- Exercise objective:
Repeat exactly, and only, the lines below starting at the line that contains "Edit2: the 20KB" and ending at the line that contains "--- a/src/data/representation_converter.cpp", inclusive of both.

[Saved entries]
_ _ _ _ _ _ _
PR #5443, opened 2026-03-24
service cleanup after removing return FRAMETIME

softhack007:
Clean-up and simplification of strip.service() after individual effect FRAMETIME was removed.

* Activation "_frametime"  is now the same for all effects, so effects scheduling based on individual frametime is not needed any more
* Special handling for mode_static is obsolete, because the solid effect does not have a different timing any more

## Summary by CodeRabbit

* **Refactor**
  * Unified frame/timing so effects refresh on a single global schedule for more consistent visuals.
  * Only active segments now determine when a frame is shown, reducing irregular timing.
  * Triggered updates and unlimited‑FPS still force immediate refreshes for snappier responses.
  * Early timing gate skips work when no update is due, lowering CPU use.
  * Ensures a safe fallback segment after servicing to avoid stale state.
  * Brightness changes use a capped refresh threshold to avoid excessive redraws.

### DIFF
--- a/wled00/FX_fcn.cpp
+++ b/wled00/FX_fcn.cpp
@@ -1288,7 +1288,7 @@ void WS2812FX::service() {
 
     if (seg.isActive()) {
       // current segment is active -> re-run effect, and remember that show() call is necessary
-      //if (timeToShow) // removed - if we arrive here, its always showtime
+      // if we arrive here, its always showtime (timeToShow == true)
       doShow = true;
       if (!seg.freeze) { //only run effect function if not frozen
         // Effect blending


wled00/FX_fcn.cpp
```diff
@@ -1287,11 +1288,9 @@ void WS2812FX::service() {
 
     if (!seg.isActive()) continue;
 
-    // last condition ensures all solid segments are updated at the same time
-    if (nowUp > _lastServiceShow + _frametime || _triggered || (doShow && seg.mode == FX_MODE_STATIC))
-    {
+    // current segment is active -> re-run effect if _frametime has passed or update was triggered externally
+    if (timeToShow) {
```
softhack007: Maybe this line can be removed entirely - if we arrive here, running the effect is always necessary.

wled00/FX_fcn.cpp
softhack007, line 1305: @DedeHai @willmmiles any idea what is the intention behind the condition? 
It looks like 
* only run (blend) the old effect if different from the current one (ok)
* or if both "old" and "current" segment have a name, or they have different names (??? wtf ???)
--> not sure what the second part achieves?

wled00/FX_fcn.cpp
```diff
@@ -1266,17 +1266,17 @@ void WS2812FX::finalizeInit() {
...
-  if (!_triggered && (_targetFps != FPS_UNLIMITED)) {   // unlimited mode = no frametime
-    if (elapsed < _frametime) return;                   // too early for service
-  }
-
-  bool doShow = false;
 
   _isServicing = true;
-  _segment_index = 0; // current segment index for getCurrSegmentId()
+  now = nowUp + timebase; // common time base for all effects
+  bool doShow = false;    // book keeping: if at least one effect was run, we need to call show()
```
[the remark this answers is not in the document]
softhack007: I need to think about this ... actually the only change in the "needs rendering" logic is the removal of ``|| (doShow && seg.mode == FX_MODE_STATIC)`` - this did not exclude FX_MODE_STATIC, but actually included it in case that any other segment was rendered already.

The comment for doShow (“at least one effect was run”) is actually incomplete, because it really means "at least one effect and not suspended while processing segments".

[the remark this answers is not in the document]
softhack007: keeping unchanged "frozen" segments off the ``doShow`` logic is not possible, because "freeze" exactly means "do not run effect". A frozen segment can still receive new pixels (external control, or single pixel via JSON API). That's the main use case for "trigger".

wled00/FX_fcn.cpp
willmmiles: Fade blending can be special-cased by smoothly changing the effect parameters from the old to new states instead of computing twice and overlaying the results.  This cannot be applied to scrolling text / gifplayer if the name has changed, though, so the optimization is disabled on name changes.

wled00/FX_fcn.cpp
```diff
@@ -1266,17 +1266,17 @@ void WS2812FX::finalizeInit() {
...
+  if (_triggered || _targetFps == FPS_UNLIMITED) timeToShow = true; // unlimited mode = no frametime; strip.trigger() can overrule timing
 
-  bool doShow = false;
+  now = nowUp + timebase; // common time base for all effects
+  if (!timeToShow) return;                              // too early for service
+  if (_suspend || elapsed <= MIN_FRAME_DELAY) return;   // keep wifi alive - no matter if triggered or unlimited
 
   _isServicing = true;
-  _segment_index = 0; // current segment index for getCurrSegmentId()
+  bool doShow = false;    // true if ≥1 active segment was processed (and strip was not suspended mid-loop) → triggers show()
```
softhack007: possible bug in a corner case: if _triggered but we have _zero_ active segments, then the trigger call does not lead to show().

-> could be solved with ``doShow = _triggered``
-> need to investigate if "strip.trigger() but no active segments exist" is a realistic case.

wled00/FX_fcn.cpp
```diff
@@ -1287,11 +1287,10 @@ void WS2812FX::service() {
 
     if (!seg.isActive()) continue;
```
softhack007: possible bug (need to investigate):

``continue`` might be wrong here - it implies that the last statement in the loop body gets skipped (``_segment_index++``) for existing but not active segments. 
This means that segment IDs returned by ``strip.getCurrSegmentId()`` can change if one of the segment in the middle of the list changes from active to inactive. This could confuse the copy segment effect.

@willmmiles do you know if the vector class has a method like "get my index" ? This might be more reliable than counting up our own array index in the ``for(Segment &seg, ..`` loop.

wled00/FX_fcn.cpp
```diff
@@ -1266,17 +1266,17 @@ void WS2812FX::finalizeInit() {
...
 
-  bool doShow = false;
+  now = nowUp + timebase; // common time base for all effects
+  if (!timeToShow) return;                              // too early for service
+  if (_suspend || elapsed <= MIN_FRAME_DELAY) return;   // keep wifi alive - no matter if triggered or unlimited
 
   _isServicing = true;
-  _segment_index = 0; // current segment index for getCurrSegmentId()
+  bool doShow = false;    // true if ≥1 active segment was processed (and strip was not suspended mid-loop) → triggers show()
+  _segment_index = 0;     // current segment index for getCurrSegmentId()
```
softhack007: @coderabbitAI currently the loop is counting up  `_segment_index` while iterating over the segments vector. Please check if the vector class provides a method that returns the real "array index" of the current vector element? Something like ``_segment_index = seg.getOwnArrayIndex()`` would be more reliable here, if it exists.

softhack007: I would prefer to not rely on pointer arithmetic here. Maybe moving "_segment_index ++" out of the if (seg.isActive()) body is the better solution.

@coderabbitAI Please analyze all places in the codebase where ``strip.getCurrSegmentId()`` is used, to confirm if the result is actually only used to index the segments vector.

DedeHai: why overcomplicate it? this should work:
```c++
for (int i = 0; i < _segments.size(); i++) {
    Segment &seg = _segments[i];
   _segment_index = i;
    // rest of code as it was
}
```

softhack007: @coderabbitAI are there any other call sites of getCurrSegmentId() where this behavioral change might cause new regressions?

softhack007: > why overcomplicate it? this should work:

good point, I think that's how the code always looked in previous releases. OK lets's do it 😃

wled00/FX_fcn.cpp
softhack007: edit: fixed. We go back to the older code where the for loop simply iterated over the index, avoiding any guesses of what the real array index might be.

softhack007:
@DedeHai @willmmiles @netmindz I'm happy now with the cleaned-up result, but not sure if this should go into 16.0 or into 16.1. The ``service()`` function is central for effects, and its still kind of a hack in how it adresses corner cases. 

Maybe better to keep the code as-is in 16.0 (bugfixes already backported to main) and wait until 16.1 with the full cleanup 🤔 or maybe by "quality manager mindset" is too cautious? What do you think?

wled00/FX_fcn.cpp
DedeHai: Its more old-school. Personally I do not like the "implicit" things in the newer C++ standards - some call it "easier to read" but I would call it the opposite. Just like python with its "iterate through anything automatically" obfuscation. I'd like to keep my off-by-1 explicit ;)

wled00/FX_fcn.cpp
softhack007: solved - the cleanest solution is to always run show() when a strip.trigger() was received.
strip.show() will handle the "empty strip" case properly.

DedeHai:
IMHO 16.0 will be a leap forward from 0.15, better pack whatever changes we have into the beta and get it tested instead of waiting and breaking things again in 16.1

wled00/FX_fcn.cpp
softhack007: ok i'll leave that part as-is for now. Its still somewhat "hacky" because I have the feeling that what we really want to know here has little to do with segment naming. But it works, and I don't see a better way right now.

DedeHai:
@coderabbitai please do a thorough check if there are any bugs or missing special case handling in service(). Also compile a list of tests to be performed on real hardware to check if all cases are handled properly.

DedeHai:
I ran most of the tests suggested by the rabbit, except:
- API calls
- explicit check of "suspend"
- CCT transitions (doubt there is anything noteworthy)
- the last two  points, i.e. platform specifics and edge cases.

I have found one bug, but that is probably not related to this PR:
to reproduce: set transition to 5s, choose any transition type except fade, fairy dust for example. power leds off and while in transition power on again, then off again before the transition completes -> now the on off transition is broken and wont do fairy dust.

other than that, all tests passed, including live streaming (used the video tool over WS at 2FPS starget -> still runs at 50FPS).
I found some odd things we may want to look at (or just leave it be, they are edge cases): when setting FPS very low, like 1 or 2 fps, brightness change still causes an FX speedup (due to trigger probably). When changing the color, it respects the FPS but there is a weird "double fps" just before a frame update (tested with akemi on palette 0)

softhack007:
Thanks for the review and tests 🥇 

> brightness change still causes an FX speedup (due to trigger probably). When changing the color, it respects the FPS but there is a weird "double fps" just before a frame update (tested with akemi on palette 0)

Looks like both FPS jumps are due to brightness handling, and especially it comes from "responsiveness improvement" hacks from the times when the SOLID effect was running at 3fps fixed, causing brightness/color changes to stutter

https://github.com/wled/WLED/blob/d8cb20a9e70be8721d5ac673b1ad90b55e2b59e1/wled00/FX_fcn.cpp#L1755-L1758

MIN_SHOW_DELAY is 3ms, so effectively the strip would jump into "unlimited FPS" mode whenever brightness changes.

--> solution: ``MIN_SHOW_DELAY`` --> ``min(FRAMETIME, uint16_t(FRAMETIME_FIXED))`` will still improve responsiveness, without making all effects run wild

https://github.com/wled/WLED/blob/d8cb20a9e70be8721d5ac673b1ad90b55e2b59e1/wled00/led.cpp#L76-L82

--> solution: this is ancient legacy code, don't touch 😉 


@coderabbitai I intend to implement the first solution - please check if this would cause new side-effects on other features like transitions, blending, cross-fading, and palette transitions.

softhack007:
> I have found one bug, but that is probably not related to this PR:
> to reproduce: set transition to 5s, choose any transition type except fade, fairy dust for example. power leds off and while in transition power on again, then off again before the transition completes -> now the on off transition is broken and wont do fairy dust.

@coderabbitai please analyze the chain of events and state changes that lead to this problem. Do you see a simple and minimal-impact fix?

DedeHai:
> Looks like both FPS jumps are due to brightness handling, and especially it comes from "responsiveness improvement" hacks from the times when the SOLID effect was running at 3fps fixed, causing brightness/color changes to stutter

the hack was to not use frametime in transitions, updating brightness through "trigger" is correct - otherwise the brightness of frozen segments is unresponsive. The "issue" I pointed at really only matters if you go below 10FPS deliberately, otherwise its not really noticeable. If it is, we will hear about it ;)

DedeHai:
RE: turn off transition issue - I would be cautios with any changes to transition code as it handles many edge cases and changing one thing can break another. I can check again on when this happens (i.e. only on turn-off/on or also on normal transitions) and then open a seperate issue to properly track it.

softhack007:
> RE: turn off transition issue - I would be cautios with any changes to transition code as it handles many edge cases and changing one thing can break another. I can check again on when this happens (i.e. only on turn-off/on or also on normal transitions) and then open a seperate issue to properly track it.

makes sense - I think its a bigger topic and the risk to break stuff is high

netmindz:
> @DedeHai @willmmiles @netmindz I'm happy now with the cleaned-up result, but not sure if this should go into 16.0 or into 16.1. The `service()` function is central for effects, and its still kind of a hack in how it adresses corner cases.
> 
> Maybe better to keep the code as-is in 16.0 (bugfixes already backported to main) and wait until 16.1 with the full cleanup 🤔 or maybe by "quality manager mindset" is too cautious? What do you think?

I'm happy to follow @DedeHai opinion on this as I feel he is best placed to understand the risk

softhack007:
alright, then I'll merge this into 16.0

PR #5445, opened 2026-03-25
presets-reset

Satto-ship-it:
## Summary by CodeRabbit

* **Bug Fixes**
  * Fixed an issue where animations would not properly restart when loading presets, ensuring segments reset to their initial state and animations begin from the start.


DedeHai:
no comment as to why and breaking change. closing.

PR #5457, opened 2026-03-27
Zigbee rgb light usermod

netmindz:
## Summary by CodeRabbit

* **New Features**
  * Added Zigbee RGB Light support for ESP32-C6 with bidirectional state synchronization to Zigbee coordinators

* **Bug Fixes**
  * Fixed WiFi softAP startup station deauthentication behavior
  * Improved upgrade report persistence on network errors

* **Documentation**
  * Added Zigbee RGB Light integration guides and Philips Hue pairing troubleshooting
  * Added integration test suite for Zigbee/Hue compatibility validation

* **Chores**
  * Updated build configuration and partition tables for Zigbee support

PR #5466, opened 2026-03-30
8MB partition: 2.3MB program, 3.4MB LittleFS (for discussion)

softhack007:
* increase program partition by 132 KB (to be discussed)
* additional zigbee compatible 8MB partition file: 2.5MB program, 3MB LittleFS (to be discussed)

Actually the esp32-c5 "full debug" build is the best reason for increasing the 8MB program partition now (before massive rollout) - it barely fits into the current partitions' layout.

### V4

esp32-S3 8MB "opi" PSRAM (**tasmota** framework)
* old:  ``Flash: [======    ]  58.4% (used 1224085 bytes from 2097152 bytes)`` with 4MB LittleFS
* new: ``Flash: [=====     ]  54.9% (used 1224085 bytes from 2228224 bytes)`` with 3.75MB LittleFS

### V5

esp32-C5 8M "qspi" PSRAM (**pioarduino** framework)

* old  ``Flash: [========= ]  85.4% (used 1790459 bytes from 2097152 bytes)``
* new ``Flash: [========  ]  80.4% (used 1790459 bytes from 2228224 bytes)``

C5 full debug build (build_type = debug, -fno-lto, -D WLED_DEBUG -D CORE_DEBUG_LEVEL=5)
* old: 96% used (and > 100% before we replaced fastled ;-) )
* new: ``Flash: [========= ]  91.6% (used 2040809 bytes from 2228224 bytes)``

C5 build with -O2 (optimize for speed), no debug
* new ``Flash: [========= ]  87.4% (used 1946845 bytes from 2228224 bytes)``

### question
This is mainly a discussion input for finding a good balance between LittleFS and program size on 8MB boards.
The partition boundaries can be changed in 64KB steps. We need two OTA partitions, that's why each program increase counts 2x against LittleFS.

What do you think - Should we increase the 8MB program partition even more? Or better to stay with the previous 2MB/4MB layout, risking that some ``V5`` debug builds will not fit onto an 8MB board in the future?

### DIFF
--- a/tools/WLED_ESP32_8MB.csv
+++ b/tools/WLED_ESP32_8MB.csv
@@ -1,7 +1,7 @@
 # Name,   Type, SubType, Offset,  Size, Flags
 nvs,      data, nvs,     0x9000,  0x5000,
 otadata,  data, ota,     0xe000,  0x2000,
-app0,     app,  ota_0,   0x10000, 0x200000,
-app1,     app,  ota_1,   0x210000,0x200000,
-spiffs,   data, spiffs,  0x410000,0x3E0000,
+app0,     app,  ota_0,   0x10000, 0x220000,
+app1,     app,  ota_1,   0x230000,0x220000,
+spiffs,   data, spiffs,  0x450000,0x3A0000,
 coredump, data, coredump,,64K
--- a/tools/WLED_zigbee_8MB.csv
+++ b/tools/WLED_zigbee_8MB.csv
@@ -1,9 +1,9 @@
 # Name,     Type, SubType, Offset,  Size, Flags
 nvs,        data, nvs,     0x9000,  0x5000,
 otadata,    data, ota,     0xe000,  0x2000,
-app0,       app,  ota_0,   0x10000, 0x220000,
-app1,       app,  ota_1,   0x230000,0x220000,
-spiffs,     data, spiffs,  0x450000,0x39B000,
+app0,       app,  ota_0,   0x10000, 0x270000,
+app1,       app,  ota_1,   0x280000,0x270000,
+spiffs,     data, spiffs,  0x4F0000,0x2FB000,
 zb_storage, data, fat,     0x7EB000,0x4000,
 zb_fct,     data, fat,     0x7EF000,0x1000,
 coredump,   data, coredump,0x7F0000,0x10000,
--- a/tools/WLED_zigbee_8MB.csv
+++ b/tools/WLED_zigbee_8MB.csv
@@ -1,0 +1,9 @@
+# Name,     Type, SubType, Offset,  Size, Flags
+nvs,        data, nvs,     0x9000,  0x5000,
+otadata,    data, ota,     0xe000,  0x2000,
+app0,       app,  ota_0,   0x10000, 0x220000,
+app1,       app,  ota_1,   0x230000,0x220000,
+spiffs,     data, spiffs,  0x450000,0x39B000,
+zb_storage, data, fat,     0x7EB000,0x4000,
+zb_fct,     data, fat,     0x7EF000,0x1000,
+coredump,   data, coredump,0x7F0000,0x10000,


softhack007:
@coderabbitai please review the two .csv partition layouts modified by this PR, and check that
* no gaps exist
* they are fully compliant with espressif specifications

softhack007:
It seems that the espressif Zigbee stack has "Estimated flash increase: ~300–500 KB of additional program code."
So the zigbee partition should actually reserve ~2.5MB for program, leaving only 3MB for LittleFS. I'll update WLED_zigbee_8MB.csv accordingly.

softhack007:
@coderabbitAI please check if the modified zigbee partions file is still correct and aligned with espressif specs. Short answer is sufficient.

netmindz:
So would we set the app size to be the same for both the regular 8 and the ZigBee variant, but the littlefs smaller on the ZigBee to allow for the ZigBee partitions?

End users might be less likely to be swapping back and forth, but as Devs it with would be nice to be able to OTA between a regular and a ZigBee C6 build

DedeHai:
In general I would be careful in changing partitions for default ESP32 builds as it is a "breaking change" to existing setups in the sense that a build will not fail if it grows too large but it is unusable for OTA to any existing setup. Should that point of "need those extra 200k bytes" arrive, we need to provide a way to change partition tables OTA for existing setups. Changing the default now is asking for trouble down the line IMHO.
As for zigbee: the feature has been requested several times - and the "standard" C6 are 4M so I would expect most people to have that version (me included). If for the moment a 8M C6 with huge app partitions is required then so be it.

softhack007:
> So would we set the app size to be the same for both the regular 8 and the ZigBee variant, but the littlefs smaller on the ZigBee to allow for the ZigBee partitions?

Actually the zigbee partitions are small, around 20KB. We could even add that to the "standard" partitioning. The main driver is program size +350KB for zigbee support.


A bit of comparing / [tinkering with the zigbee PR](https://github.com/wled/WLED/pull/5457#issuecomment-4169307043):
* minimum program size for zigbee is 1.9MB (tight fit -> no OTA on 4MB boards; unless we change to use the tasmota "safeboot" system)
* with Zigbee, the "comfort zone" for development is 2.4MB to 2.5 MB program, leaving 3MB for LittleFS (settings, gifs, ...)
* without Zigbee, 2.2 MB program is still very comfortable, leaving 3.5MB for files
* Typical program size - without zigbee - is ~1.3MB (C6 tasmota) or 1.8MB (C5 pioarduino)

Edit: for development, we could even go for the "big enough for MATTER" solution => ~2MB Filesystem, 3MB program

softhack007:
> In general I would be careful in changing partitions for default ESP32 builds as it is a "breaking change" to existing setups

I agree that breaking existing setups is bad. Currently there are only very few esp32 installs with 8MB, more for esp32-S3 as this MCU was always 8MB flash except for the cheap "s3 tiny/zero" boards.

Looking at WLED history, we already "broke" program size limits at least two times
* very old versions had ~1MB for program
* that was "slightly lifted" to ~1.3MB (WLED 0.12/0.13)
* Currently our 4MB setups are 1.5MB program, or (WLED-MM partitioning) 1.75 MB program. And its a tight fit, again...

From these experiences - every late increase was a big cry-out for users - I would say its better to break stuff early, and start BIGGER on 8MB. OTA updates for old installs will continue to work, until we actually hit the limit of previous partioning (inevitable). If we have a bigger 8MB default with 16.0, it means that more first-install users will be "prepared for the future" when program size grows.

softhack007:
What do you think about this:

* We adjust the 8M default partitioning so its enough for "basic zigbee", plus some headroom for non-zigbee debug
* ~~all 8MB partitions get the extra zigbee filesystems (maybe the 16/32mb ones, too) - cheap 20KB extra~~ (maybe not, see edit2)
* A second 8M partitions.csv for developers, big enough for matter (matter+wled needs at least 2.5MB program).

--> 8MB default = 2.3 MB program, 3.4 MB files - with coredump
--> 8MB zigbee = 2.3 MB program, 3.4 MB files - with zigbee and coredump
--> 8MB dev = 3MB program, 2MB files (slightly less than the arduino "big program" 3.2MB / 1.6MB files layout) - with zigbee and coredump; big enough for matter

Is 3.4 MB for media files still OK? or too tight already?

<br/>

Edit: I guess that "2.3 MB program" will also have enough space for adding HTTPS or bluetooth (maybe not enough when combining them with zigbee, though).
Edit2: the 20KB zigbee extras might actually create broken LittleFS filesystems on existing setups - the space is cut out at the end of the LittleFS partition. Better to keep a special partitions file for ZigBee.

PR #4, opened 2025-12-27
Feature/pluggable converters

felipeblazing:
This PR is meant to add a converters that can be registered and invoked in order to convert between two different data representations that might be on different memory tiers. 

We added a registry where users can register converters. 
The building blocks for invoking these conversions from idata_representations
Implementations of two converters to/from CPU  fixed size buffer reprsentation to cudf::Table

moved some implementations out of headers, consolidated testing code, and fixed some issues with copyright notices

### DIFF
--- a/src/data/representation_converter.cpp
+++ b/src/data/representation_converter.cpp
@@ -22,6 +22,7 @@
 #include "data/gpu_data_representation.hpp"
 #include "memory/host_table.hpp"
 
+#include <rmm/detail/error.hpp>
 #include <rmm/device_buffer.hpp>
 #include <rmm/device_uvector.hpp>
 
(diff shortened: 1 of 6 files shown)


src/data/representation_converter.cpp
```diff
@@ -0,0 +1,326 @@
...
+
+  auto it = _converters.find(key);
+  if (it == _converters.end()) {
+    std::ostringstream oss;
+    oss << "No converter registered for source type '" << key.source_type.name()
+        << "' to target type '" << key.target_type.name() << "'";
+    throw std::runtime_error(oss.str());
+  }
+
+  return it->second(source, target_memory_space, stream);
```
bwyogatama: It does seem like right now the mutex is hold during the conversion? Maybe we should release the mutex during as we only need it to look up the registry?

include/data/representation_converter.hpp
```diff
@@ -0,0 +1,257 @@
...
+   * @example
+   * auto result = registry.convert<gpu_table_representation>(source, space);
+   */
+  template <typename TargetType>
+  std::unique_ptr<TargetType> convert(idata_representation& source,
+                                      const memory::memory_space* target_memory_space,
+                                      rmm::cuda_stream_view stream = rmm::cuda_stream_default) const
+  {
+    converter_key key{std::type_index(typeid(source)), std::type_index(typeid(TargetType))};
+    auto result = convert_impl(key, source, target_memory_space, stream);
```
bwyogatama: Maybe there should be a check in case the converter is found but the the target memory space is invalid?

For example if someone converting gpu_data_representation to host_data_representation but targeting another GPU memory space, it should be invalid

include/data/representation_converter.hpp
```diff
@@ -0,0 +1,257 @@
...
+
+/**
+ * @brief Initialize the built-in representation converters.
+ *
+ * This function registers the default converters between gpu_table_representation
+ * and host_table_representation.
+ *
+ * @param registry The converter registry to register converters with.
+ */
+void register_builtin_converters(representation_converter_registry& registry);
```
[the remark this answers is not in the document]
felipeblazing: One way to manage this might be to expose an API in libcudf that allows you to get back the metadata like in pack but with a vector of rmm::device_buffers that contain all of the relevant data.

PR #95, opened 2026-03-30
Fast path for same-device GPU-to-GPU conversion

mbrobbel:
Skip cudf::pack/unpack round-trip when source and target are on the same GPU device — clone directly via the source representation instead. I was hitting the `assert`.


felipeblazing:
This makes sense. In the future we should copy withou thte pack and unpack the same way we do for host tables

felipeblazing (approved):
_ _ _ _ _ _ _
- Task solution:
Edit2: the 20KB zigbee extras might actually create broken LittleFS filesystems on existing setups - the space is cut out at the end of the LittleFS partition. Better to keep a special partitions file for ZigBee.

PR #4, opened 2025-12-27
Feature/pluggable converters

felipeblazing:
This PR is meant to add a converters that can be registered and invoked in order to convert between two different data representations that might be on different memory tiers. 

We added a registry where users can register converters. 
The building blocks for invoking these conversions from idata_representations
Implementations of two converters to/from CPU  fixed size buffer reprsentation to cudf::Table

moved some implementations out of headers, consolidated testing code, and fixed some issues with copyright notices

### DIFF
--- a/src/data/representation_converter.cpp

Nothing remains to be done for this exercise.